Rather than worry about the drudgery of the French peasant, Marie dressed up as one. And she roamed about in her idyllic faux peasant “farm” at the Hameau de la Reine, near the palace at Versailles.
Apparently, during these brief rustic interludes, Marie felt that the more she might act out a sort of aristocratic peasant life, the more she could find simplicity and escape the drama of court life, but without the real-life, crushing poverty of the poor.
The modern left-wing elite are becoming our version of Antoinettes. Thirty-eight-year-old Mark Zuckerberg is worth over $60 billion. But he enjoys T-shirts, jeans, and apparent simplicity in his many landed estates. He is so worried about the wrong voting tendencies of the clueless middle classes that he poured nearly $420 million of dark money from his vast fortune into the 2020 election—de facto absorbing the work of key precinct registrars—to ensure the “right” result for the unthinking multitudes.
Americans, almost uniquely among modern nations, mostly do not envy, much less despise the rich.
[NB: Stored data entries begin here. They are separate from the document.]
PR #1733, opened 2022-11-28
docker/reference: reduce regex compilations

vrothberg:
Improve the code such that a given raw regex string is compiled only once.

Before:
init 1341880 bytes, 11453 allocs

After:
init 485600 bytes, 4501 allocs

@mtrmac @rhatdan 

I did all changes manually (i.e., not copied over).  While it would be best to avoid the redundancy in the packages, I do not see a viable solution at the moment.  This is a smaller improvement but an improvement nonetheless.

### DIFF
--- a/docker/reference/regexp.go
+++ b/docker/reference/regexp.go
@@ -120,13 +120,7 @@ var re = regexp.MustCompile
 // literal compiles s into a literal regular expression, escaping any regexp
 // reserved characters.
 func literal(s string) string {
-	re := re(regexp.QuoteMeta(s))
-
-	if _, complete := re.LiteralPrefix(); !complete {
-		panic("must be a literal")
-	}
-
-	return re.String()
+	return regexp.QuoteMeta(s)
 }
 
 // expression defines a full expression, where each regular expression must
--- a/docker/reference/regexp.go
+++ b/docker/reference/regexp.go
@@ -2,7 +2,7 @@ package reference
 
 import "regexp"
 
-var (
+const (
 	// alphaNumeric defines the alpha numeric atom, typically a
 	// component of names. This only allows lower case characters and digits.
 	alphaNumeric = `[a-z0-9]+`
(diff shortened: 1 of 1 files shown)


mtrmac (commented):
So we are hard-forking the package? At least for now? Fine, I guess...

Is this equivalent to upstream commit 1c89ce5fc1cec85e0726f598bccc12b873d04de3 ? If so, would it be possible to use it directly, and very clearly document that? From a very quick look at the history, it seems that it might be applicable as is. (Or is the difference between `const` and `var` visible?)

---

_Eventually_, purely hypothetically, I suppose it could be possible to abandon the regexes altogether by introducing `docker/reference2` which does not contain them, and forward all v1 implementations to v2. OTOH, for Podman to benefit, every single user of the`docker/reference` subpackage would need to be migrated.

vrothberg:
> So we are hard-forking the package? At least for now? Fine, I guess...

No, it's not a fork.  I just picked the idea but performed all the changes manually.  The other package has ipv6 stuff in that may cause undesired side-effects.  So instead of cherry-picking the commit and removing unwanted changes, I started with a clean slate.

I investigated ways to "replace" the distribution/reference package but there seems no way without forking - very unattractive and then prone to circular imports on the repo level.

rhatdan:
LGTM

docker/reference/regexp.go
```diff
@@ -1,143 +1,168 @@
...
+	anchoredShortIdentifierRegexp = match(anchored(shortIdentifierStr))
 )
 
 // match compiles the string to a regular expression.
 var match = regexp.MustCompile
 
 // literal compiles s into a literal regular expression, escaping any regexp
 // reserved characters.
-func literal(s string) *regexp.Regexp {
+func literal(s string) string {
```
mtrmac, line 122: AFAICS this could be basically eliminated (by making it `return regexp.QuoteMeta` or just hard-coding the result), avoiding another bunch of compiles.

mtrmac:
> > So we are hard-forking the package? At least for now? Fine, I guess...
> 
> No, it's not a fork. I just picked the idea but performed all the changes manually.

That’s what I meant: there is no longer any direct correspondence between the c/image/docker/reference and distribution/distribution/reference codebases. (You’re right that we are not creating a fork of either of the two whole repos, to be used in a `go.mod` `replace`.)

mtrmac:
> Is this equivalent to upstream commit 1c89ce5fc1cec85e0726f598bccc12b873d04de3 ?

@vrothberg WDYT about this part? We probably can’t get to a 1-1 commit-commit correspondence either way, but maybe a cherry-pick of this + additions on top would make it a bit easier to catch up / merge in the future.

vrothberg:
It sounds like a lot of extra work. I can do it if you prefer but what is
the expected benefit over the current state? I could add a link to the
other commit and add it to the commit message in case you’re worried about
preserving the origin. The latest state of the code is already quite
different than the commit in question, so I didn’t bother about keeping it
close.

mtrmac:
> what is the expected benefit over the current state?

Assuming we will ever want to catch up with the distribution/distribution definition (which is not _certain_ but seems likely), I think it’s useful to be able to tell where we differ, and which parts are intentional deviations vs. us just being behind. So, direct 1-1 correspondence in changes, and minimizing user-irrelevant differences, seems valuable.

> The latest state of the code is already quite different than the commit in question, so I didn’t bother about keeping it
close.

https://github.com/mtrmac/image/tree/regex-improvements doesn’t look so bad: That’s just copying the file from 1c89ce5fc1cec85e0726f598bccc12b873d04de3 , + your changes, resolving merge conflicts in favor of using the distribution/distribution variable naming.

vrothberg:
Updated accordingly. @mtrmac PTanotherL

But there is a certain sort of privilege that they do not like: the sanctimonious and hypercritical rich whose rhetoric is at odds with their own lifestyles and the methods by which they inherited or made vast sums. And they especially are turned off by those who exude open disdain for the clinger/deplorable/dregs class—to paraphrase the Barack Obama, Hillary Clinton, and Joe Biden nomenclature.